The resident who serendipitously intersected with the endometrium was one Robert “Bob” Noyes. Born in Berkeley, California, in 1919, Noyes entered the combined BA-MD 6-year program at the University of California San Francisco at Berkeley in 1936, and in May 1942 he married Mary Nadine Holley, his childhood sweetheart, the weekend after they both graduated from Berkeley. Noyes was immediately drafted, sent to Alabama for basic training, and was stationed in Panama for the rest of the war, where he delivered the babies of expats and military dependents.

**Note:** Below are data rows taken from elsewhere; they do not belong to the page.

PR #34, opened 2021-10-07
docs: private testnet guide v2

luislhl:
### Acceptance Criteria
- [ ] We should include how to run the Explorer
- [ ] We should use the new version of hathor-wallet-headless that allows configuring the tx-mining-url

Depends on the release of https://github.com/HathorNetwork/hathor-wallet-lib/pull/277 in the wallet-lib, and on releases of the Explorer and Wallet-headless to use the new wallet-lib.


luislhl:
@jansegre @msbrogli , could you review this?

jansegre (approved):
Looks great!

PR #37, opened 2021-11-11
docs: private testnet guide v2

luislhl:
### Acceptance Criteria
- [x] We should include how to run the Explorer
- [x] We should use the new version of hathor-wallet-headless that allows configuring the tx-mining-url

As time went on, Bob and Mary realized that they were having a problem achieving pregnancy. At the time, there were minimal tests that could be performed, but it appeared that they both had issues that together seem to preclude having a baby of their own. According to their daughter Martha H. Noyes, who was born in San Francisco on December 23, 1949, and adopted three months later, it was likely this early experience with infertility that motivated her father to not only do a residency in Obstetrics and Gynecology, but to seek a place where cutting-edge research on fertility and sterility was being performed. The obvious choice was Harvard with Dr. John Rock (a leader in obstetrics and gynecology and early pioneer of in vitro fertilization, sperm freezing, and hormonal contraception), Dr. Arthur Hertig (a pathologist who, with Rock, collected early human embryos and studied the endometrium and placenta), and Dr. Min C. Chang (who studied sperm capacitation at the Worcester Foundation for Experimental Biology—the laboratory that Margaret Sanger funded to create the contraceptive pill and where Gregory Pincus and Rock invented the first progesterone-based contraceptive). Despite a busy residency at Harvard, Noyes had time to discover that sperm capacitation could occur outside of the fallopian tube (1, 2). This was clearly fertile ground for the young Noyes to explore his personal interest in infertility, research which continued for the rest of his life. However, if this is all that had happened to Bob Noyes, we would not have had the seminal first article of Volume 1, Issue 1 of Fertility and Sterility (3, 4).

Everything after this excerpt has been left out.